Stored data
——————————

PR #441, opened 2026-06-17
ci(docs): link-checking tooling (docs:check-links + lychee) [SDK-227]

ankurdotb:
Closes SDK-227. Sub-task of SDK-224. **Branch-agnostic link-checking tooling**, split out of the original blended PR so it can be cherry-picked to `main` independently of the content link-fixes.

> **Stacked on #437** (base = `docs/gitbook-relative-links`). Merge #437 (the prerelease link-fix) first; this PR's gate is hard-fail and depends on those fixes being present. After #437 merges I'll retarget this base to `prerelease`.

## What

- **`scripts/docs/check-links.mjs`** (markdown-it) — bans host-absolute internal links, validates relative `.md` targets, resolves `#anchor`s with GitBook's slug rule. Handles inline / reference-style / HTML `<a>`+`` links; ignores links in code by construction.
- **`pnpm docs:check-links`** + focused vitest tests ([scripts/docs/__tests__](scripts/docs/__tests__/check-links.test.mjs)), wired into CI via a new `scripts` vitest project scoped to `scripts/docs/**` (the `scripts/llm` corpus tests keep running via `pnpm llm:check`, so they are not double-run).
- **lychee** external-link job in the docs workflow — **PR-only** (`if: github.event_name == 'pull_request'`, so the release `workflow_call` isn't gated on external-link liveness), `--accept 200..=299,403,429`, [.lycheeignore](.lycheeignore) for placeholder URLs.
- **Renamed** the docs workflow `LLM Docs` → **`Docs`** (it now does link-checking + corpus); added `scripts/docs/**` to its path filter. ⚠️ Update any branch-protection required-check rule keyed on `LLM Docs / …`.
- Convention documented in [docs/agents/gotchas.md](docs/agents/gotchas.md) + [CONTRIBUTING.md](CONTRIBUTING.md).

## Verification

- `pnpm docs:check-links`: ✓ 87 pages. `pnpm exec vitest run --project scripts`, `pnpm lint`, `pnpm format:check`: clean.

## Cherry-pick to main

After SDK-226 (main link-fix) lands, cherry-pick this PR's commit to `main` (the gate needs main's links fixed first).


zama-cremaud:
Couple of "optional / FYI" but approved otherwise.

FYI — duplicate-heading anchors are a latent false-positive. extractHeadingSlugs stores one slug per heading; GitBook (like GitHub) disambiguates repeated headings by appending -1, -2, … (two ## Example → #example, #example-1). A valid link to #example-1 would be reported as "anchor not found." Not currently triggered (PR reports ✓ 87 pages), so it's a latent risk only — worth a one-line code comment near slug/extractHeadingSlugs so a future doc author isn't surprised by a CI failure on a correct link.

scripts/docs/check-links.mjs ~ extractHeadingSlugs / checkTree anchor branch.
FYI — PR description vs. code mismatch on scripts/llm tests. The description says the new vitest project "Also adopts the previously-orphaned scripts/llm tests," but vitest.config.ts includes only scripts/docs/**/*.test.mjs, and the inline comment explicitly states scripts/llm tests run via pnpm llm:check (vitest.llm.config.ts). The code is internally consistent; just update the PR body so reviewers/branch-protection owners aren't misled. (No code change required.)

FYI — .lycheeignore patterns are broad substrings. Entries like infura\.io and example\.com match anywhere in a URL, so they suppress all such links, not only the placeholder samples. That's acceptable for these placeholder hosts, but if a real, link-checkable infura.io URL is ever added it'll be silently skipped. Fine as-is; flagging for awareness.

Optional — orphan gate may surprise on intentionally-unlinked pages. findOrphans treats every .md under src (except SUMMARY.md) as required-in-SUMMARY. This is correct for GitBook publishing, but if the team ever keeps a deliberately-unpublished draft in src/, the gate will hard-fail. Consider documenting an escape hatch (e.g. an ignore list) if that case arises — not needed now.

zama-cremaud (dismissed):

ankurdotb:
Thanks for the review — all four addressed:

1. **Duplicate-heading anchors** — fixed properly rather than just commented: `extractHeadingSlugs` now disambiguates repeated headings GitBook/GitHub-style (`#example`, `#example-1`, `#example-2`, …), so a valid link to `#example-1` resolves. Added a unit test.
2. **PR-description mismatch** — corrected the body; it now states the `scripts` vitest project is scoped to `scripts/docs/**` and that `scripts/llm` tests keep running via `pnpm llm:check` (no double-run).
3. **Broad `.lycheeignore` patterns** — tightened: dropped the broad `infura\.io` (the placeholders all carry `YOUR_KEY`, which is what we match now, so a real infura URL would still be checked) and removed the unused `example\.com`.
4. **Orphan-gate escape hatch** — intentionally **not** adding one (maintainer call): every page under `docs/gitbook/src` is meant to be published, so an orphan is a real error and should hard-fail. Non-published docs (e.g. `docs/agents/`) live outside `src/` and aren't checked; deliberately-unpublished drafts should stay out of `src/` rather than be ignore-listed. Documented this in a code comment near the orphan check.

ankurdotb:
Applied two more fixes on top of the review round:

**Slug rule now matches GitBook exactly (underscores preserved).** I verified against a live GitBook-published page (the SDK reference, server-rendered HTML): `## TOKEN_TOPICS` → `id="token_topics"` / `href="#token_topics"` (underscore kept), zero `token-topics`. Our `slug()` had been converting `_`→`-`, so a future link to an underscore heading (e.g. `event-decoders.md#token_topics`) would have falsely failed. Fixed: keep `[a-z0-9_]`; periods/spaces/etc. still collapse to `-`. Headings are now rendered (markdown-it inline) before slugging so italic markup like `_(static)_` doesn't leak a literal underscore — the existing `Token.md#token-batchdecryptbalancesas-static` link still resolves. Added tests for both.

**Vacuous-pass guard.** `checkTree()` now fails loudly if no pages are found under `docs/gitbook/src` (e.g. run from the wrong CWD) or if `SUMMARY.md` is missing, instead of printing "0 pages checked — all good" and exiting 0.

Together with the earlier round (duplicate-heading dedup, tightened `.lycheeignore`, PR-body fix, documented orphan-gate scope), all review points are addressed.

zama-cremaud (approved):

——————————

• Task brief
What you give back should be exactly the lines of the data above from the line with "on #437** (base" through the line with "FYI — duplicate-heading", both of those included, and nothing more.

• Task answer
> **Stacked on #437** (base = `docs/gitbook-relative-links`). Merge #437 (the prerelease link-fix) first; this PR's gate is hard-fail and depends on those fixes being present. After #437 merges I'll retarget this base to `prerelease`.

## What

- **`scripts/docs/check-links.mjs`** (markdown-it) — bans host-absolute internal links, validates relative `.md` targets, resolves `#anchor`s with GitBook's slug rule. Handles inline / reference-style / HTML `<a>`+`` links; ignores links in code by construction.
- **`pnpm docs:check-links`** + focused vitest tests ([scripts/docs/__tests__](scripts/docs/__tests__/check-links.test.mjs)), wired into CI via a new `scripts` vitest project scoped to `scripts/docs/**` (the `scripts/llm` corpus tests keep running via `pnpm llm:check`, so they are not double-run).
- **lychee** external-link job in the docs workflow — **PR-only** (`if: github.event_name == 'pull_request'`, so the release `workflow_call` isn't gated on external-link liveness), `--accept 200..=299,403,429`, [.lycheeignore](.lycheeignore) for placeholder URLs.
- **Renamed** the docs workflow `LLM Docs` → **`Docs`** (it now does link-checking + corpus); added `scripts/docs/**` to its path filter. ⚠️ Update any branch-protection required-check rule keyed on `LLM Docs / …`.
- Convention documented in [docs/agents/gotchas.md](docs/agents/gotchas.md) + [CONTRIBUTING.md](CONTRIBUTING.md).

## Verification

- `pnpm docs:check-links`: ✓ 87 pages. `pnpm exec vitest run --project scripts`, `pnpm lint`, `pnpm format:check`: clean.

## Cherry-pick to main

After SDK-226 (main link-fix) lands, cherry-pick this PR's commit to `main` (the gate needs main's links fixed first).


zama-cremaud:
Couple of "optional / FYI" but approved otherwise.

FYI — duplicate-heading anchors are a latent false-positive. extractHeadingSlugs stores one slug per heading; GitBook (like GitHub) disambiguates repeated headings by appending -1, -2, … (two ## Example → #example, #example-1). A valid link to #example-1 would be reported as "anchor not found." Not currently triggered (PR reports ✓ 87 pages), so it's a latent risk only — worth a one-line code comment near slug/extractHeadingSlugs so a future doc author isn't surprised by a CI failure on a correct link.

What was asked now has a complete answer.